-- Records provided follows --
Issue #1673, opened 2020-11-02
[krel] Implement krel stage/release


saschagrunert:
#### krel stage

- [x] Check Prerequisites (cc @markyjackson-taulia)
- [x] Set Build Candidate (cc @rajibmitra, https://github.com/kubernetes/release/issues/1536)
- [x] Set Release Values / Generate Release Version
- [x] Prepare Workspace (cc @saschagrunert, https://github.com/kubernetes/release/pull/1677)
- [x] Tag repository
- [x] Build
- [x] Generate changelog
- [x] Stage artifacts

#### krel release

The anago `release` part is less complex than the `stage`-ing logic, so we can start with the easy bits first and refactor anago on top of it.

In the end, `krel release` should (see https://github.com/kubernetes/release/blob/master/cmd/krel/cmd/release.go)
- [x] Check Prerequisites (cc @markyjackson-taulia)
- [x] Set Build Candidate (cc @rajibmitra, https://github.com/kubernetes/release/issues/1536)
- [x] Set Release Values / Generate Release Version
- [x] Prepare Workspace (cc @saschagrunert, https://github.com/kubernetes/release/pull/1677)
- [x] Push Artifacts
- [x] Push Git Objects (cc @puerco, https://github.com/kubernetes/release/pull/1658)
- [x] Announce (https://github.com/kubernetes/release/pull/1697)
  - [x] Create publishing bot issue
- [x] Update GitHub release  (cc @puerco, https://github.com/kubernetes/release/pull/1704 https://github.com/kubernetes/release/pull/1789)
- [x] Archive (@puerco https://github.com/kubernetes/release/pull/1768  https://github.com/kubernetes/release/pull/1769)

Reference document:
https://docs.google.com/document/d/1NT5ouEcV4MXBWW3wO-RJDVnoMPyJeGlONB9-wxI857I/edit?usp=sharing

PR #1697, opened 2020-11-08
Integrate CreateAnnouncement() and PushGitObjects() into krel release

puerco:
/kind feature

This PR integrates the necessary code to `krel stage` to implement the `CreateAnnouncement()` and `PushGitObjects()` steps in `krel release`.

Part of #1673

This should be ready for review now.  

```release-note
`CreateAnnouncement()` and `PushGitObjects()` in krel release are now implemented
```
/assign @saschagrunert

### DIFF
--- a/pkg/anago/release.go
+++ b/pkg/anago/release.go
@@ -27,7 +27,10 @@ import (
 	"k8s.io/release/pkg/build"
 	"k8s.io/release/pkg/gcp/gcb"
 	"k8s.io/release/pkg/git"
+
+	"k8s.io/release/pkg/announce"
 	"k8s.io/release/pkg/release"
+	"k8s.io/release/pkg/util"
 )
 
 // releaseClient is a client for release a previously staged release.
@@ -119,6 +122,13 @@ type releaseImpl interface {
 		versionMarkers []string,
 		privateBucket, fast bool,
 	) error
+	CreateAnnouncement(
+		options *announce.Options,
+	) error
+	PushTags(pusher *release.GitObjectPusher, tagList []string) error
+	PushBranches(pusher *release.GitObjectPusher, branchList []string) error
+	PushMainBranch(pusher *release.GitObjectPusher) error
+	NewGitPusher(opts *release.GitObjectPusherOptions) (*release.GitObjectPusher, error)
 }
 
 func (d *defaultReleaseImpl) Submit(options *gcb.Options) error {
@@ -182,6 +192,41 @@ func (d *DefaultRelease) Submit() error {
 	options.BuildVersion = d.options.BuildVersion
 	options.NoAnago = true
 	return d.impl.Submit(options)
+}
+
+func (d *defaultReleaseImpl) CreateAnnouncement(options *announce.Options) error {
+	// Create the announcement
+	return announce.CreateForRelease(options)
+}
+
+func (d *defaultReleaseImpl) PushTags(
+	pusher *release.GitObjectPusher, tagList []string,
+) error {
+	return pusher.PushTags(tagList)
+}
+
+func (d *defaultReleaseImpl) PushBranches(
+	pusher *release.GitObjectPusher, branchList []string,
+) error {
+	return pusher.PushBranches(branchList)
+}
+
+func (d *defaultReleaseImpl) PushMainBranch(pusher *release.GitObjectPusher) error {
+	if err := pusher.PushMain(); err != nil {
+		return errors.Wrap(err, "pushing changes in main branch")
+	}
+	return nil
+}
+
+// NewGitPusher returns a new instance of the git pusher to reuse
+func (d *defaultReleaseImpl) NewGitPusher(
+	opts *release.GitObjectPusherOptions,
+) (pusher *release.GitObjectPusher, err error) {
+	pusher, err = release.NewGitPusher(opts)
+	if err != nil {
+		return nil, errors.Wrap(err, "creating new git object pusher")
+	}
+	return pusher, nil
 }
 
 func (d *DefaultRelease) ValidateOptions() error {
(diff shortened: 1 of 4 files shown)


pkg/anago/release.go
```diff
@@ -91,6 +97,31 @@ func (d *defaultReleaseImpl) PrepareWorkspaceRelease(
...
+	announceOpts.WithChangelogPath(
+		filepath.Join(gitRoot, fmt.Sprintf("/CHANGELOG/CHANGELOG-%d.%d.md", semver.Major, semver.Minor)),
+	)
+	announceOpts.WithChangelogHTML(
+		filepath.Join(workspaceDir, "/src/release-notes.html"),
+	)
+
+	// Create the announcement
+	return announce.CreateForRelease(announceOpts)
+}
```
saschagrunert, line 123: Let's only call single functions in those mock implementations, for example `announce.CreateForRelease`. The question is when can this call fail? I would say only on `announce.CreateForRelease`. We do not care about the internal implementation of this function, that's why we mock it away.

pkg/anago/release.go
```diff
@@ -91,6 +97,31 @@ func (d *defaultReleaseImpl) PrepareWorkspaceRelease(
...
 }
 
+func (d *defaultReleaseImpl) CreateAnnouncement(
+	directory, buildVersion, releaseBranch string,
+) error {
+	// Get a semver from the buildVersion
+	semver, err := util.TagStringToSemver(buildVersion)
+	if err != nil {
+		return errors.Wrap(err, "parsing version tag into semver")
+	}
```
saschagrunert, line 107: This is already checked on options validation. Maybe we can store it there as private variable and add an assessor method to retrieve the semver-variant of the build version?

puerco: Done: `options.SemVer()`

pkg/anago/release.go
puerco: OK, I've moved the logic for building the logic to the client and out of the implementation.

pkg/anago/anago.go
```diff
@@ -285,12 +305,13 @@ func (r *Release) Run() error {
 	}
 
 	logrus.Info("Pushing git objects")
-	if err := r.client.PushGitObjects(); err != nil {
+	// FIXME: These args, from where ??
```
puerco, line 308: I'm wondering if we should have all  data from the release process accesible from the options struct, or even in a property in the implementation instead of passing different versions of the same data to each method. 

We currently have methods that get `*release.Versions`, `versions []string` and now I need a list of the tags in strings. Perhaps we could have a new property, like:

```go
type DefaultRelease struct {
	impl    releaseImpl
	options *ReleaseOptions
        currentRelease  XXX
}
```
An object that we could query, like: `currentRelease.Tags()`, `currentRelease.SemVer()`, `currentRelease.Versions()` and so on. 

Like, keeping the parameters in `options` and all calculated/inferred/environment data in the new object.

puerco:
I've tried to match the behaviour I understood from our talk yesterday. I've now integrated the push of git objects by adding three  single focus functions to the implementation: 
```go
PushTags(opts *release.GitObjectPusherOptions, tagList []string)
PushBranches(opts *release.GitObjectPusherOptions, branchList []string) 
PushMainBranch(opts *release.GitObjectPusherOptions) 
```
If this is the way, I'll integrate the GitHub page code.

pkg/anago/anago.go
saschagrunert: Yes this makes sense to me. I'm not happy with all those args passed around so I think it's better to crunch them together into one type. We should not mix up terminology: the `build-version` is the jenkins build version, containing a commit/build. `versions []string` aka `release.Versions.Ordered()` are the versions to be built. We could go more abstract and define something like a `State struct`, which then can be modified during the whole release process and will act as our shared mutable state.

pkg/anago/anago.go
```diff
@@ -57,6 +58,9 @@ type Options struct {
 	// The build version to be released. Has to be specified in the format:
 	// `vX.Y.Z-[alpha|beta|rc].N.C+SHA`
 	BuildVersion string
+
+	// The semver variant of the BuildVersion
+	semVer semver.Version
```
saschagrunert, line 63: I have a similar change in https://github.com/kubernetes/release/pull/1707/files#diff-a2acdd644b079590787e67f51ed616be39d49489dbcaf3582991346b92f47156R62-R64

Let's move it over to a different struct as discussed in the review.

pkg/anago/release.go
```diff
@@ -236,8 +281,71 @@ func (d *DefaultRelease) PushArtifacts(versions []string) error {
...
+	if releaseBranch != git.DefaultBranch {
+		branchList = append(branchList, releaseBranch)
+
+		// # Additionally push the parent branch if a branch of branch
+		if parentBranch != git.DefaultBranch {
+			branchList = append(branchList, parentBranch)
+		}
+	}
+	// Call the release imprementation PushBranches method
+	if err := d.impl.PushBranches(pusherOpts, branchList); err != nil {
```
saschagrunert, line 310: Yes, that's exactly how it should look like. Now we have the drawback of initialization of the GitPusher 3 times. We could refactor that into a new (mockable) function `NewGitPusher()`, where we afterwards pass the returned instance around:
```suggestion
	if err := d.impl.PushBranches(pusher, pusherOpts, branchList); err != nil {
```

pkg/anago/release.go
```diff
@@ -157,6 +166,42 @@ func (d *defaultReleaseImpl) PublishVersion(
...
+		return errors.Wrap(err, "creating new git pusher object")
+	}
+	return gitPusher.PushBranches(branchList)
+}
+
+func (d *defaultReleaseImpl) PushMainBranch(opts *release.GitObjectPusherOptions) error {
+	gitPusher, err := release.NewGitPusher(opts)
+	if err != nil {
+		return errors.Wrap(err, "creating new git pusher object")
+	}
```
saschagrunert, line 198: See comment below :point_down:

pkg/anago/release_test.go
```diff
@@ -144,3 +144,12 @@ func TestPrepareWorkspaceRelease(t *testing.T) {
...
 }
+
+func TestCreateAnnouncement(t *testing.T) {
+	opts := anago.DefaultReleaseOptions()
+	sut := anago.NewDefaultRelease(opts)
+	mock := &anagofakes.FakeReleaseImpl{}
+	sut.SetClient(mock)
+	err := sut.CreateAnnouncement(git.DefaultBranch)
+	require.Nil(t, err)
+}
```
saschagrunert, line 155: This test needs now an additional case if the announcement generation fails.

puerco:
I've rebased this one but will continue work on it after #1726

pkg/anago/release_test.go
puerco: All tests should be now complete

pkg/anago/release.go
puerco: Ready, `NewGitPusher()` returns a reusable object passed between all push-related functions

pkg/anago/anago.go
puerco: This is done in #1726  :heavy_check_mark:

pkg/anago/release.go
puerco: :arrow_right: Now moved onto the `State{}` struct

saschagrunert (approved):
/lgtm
-- Records provided concluded --
-- Records provided follows --
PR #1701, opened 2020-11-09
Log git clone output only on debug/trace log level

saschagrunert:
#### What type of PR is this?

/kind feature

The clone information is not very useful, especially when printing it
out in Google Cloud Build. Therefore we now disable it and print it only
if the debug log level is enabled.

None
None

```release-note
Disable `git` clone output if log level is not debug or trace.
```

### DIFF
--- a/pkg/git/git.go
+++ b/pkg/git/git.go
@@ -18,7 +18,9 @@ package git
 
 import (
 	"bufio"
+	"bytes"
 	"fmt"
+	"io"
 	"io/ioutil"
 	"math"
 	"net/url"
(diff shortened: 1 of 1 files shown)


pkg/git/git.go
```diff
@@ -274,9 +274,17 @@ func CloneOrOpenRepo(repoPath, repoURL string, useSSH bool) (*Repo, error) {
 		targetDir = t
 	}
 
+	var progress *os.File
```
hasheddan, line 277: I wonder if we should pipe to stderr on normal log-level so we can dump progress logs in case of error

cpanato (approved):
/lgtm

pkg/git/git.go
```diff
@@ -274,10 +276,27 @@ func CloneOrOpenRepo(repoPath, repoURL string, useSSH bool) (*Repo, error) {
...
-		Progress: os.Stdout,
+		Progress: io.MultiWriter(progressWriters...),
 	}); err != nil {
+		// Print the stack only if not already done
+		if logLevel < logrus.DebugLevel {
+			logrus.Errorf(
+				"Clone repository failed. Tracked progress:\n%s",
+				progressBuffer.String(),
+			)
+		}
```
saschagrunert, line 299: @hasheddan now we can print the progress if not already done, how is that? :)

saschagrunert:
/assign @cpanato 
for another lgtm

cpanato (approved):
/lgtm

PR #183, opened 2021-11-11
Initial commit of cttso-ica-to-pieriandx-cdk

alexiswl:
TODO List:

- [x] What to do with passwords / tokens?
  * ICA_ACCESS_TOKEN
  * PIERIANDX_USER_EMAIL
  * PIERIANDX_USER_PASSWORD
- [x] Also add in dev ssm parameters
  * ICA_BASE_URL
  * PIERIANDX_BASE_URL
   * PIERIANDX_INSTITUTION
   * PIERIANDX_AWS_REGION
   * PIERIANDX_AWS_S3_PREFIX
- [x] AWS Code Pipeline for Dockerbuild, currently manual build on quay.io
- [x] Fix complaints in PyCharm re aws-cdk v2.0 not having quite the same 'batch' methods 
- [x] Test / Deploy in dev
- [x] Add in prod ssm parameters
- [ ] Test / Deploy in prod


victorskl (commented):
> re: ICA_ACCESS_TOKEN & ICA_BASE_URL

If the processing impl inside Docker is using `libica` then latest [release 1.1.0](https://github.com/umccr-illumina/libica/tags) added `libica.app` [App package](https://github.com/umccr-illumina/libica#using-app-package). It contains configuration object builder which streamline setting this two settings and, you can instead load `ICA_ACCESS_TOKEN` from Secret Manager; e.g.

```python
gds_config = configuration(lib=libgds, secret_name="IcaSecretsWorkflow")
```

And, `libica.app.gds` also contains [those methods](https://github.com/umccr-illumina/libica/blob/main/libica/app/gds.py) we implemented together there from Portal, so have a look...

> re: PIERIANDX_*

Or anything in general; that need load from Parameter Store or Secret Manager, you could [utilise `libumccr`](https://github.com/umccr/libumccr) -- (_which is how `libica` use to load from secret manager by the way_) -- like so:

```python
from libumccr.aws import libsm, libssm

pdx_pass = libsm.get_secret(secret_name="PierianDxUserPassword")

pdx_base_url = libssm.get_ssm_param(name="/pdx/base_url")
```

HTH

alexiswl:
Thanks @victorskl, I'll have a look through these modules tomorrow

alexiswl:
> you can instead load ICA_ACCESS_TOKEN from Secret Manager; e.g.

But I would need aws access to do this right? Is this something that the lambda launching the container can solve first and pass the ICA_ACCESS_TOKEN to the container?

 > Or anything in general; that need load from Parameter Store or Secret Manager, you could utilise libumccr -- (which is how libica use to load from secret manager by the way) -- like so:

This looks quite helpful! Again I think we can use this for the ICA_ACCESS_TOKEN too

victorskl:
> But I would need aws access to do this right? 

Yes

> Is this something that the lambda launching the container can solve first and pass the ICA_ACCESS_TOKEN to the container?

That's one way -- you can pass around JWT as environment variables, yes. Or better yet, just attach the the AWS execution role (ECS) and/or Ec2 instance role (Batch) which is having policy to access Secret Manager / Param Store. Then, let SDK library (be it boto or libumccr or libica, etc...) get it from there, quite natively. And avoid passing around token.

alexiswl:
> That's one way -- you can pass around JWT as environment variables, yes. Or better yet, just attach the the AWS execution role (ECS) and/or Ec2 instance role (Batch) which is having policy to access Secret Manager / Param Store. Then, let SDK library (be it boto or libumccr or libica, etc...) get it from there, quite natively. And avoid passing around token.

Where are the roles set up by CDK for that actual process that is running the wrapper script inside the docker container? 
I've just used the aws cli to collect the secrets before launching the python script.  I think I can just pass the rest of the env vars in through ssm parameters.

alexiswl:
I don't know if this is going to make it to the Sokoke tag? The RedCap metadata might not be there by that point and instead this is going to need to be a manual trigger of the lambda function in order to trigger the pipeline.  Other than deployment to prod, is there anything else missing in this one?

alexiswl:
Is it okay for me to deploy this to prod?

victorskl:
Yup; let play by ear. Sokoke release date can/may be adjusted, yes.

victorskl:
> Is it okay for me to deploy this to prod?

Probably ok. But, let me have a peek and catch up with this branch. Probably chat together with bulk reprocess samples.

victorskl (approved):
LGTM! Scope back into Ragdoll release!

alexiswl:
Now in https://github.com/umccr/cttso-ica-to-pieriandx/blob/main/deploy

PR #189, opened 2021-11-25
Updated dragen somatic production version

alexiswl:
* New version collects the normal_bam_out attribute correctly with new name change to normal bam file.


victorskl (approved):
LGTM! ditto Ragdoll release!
-- Records provided concluded --
#### Directions for this task
When a line in the records holds the string "returns", copy that line.

#### Reply to the task
+// NewGitPusher returns a new instance of the git pusher to reuse
puerco: Ready, `NewGitPusher()` returns a reusable object passed between all push-related functions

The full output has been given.